Project-MONAI / GenerativeModels

MONAI Generative Models makes it easy to train, evaluate, and deploy generative models and related applications
Apache License 2.0
555 stars 78 forks source link

Conditioning mode variable name #435

Closed liamchalcroft closed 7 months ago

liamchalcroft commented 7 months ago

Have found an issue when using MONAI's SlidingWindowInferer in combination with the DiffusionInferer where passing a value for the conditioning 'mode' variable throws an error due to SlidingWindow having its own variable 'mode' for the patch merging.

I think it should be resolved by renaming the 'mode' variable here to e.g. 'cond_mode'

marksgraham commented 7 months ago

Hi,

Thanks for raising an issue. So are you calling the SlidingWindowInferer where the argument network is the .sample() function from the DiffuisionInferer? If possible providing a minimal example of what you're running would help us investigate.

liamchalcroft commented 7 months ago

Hi Mark,

Yep precisely - I am using it in a translation task where we are applying the diffusion model patch-wise over the image space rather than on the latent of an auto encoder. I imagine it could be used in the same manner for e.g. segmentation. Here is a minimal example:

` from generative.inferers import DiffusionInferer from monai.inferers import SlidingWindowInferer from generative.networks.nets.diffusion_model_unet import DiffusionModelUNet from generative.networks.schedulers.ddim import DDIMScheduler

scheduler = DDIMScheduler(num_train_timesteps=1000) model = DiffusionModelUNet( spatial_dims=3, in_channels=2, out_channels=1, num_channels=(16, 32, 64), attention_levels=(False, False, False), num_head_channels=(0, 0, 0), norm_num_groups=16, ) inferer = DiffusionInferer(scheduler) window = SlidingWindowInferer(roi_size=(32,32,32), sw_batch_size=8, overlap=0.25, mode='gaussian')

input_src = torch.ones(1,1,96,96,96) output = window(torch.randn_like(input_src[:,0][:,None][None]), inferer.sample, conditioning=input_src, cond_mode='concat', verbose=False)[0] `

marksgraham commented 7 months ago

Thanks for the example. @ericspod any smart ideas on how we could get around this error?
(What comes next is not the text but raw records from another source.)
PR #1023, opened 2019-06-07
 (BOLT-1379) (docs) 'file upload' can handle directories

caseywilliams:
Update the string docs for the upload_file boltlib function to mention
that the function is able to upload directories as well as files.

### DIFF
--- a/bolt-modules/boltlib/lib/puppet/functions/upload_file.rb
+++ b/bolt-modules/boltlib/lib/puppet/functions/upload_file.rb
@@ -7,9 +7,9 @@ require 'bolt/error'
 #
 # **NOTE:** Not available in apply block
 Puppet::Functions.create_function(:upload_file, Puppet::Functions::InternalFunction) do
-  # Upload a file.
-  # @param source A source path, either an absolute path or a modulename/filename selector for a file in
-  #               <moduleroot>/files.
+  # Upload a file or directory.
+  # @param source A source path, either an absolute path or a modulename/filename selector for a
+  #               file or directory in <moduleroot>/files.
   # @param destination An absolute path on the target(s).
   # @param targets A pattern identifying zero or more targets. See {get_targets} for accepted patterns.
   # @param options Additional options: '_catch_errors', '_run_as'.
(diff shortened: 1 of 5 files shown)


caseywilliams:
Appveyor failure looks unrelated (I hope)?

donoghuc:
We generate https://github.com/puppetlabs/bolt/blob/master/pre-docs/plan_functions.md with a rake task based on puppet-strings documentation in plan function definitions. You can run `bundle exec rake docs` and commit the markdown. 

I was looking for places in the docs where we may clarify this, but I think it is missing. Maybe we could add it to:

https://github.com/puppetlabs/bolt/blob/master/pre-docs/bolt_command_reference.md#bolt-command-reference
https://github.com/puppetlabs/bolt/blob/df2bffe56a3fa3b144bcb121c3fea6750bd55fa2/pre-docs/running_bolt_commands.md#upload-files-to-remote-nodes

adreyer:
unfortunately this needs a ticket or it won't get copy pasted into the real docs

caseywilliams:
Ok, thanks both - I've created a JIRA ticket and regenerated the markdown, and added mentions of directories in several other places.

caseywilliams:
I'm not sure I understand why Travis is failing

donoghuc:
@casey it is unrelated to this PR. We have a regression in the puppet-resource_api gem. We are working on a fix for now. Thanks!

lib/bolt/executor.rb
```diff
@@ -267,12 +267,12 @@ def run_task(targets, task, arguments, options = {})
     end
 
     def upload_file(targets, source, destination, options = {})
-      description = options.fetch('_description', "file upload from #{source} to #{destination}")
+      description = options.fetch('_description', "file or directory upload from #{source} to #{destination}")
```
donoghuc: I think this logging/outputting is intended more to map to the action `file upload` rather than describe to the user the behavior of the action. I would lean toward leaving that part out and instead just focus on documenting what to expect with `file upload`.

caseywilliams: Ok, removed the executor changes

If not I think we should rename the argument.

BTW had to slightly modify the example to get it working on newer monai gen, its;

import torch
from generative.inferers import DiffusionInferer
from monai.inferers import SlidingWindowInferer
from generative.networks.nets.diffusion_model_unet import DiffusionModelUNet
from generative.networks.schedulers.ddim import DDIMScheduler

scheduler = DDIMScheduler(num_train_timesteps=1000)
model = DiffusionModelUNet(
spatial_dims=3,
in_channels=2,
out_channels=1,
num_channels=(16, 32, 64),
    num_res_blocks=1,
attention_levels=(False, False, False),
norm_num_groups=16,
)
inferer = DiffusionInferer(scheduler)
window = SlidingWindowInferer(roi_size=(32,32,32), sw_batch_size=8, overlap=0.25, mode='gaussian')

input_src = torch.ones(1,1,96,96,96)
network_args = {'mode':'concat', 'conditioning':input_src, 'verbose':False}

output = window(torch.randn_like(input_src[:,0][:,None]),
inferer.sample,
conditioning=input_src,
mode='concat',
verbose=False)
ericspod commented 7 months ago

You can wrap the inferer.sample object with partial to hard-code the mode as "concat" and pass that to the window call with the mode argument removed from call.

output = window(torch.randn_like(input_src[:,0][:,None]),
partial(inferer.sample, mode='concat'),
conditioning=input_src,
verbose=False)

Something like that should work.

liamchalcroft commented 7 months ago

You can wrap the inferer.sample object with partial to hard-code the mode as "concat" and pass that to the window call with the mode argument removed from call.

output = window(torch.randn_like(input_src[:,0][:,None]),
partial(inferer.sample, mode='concat'),
conditioning=input_src,
verbose=False)

Something like that should work.

Thanks, hadn't thought of that! Will leave the issue in case you do want to avoid the conflict in this fairly rare use case, but otherwise happy to close on my end.

marksgraham commented 7 months ago

Closing as I suspect this use case will be fairly rare and we have a solution, but will revisit it more people flag this as an issue.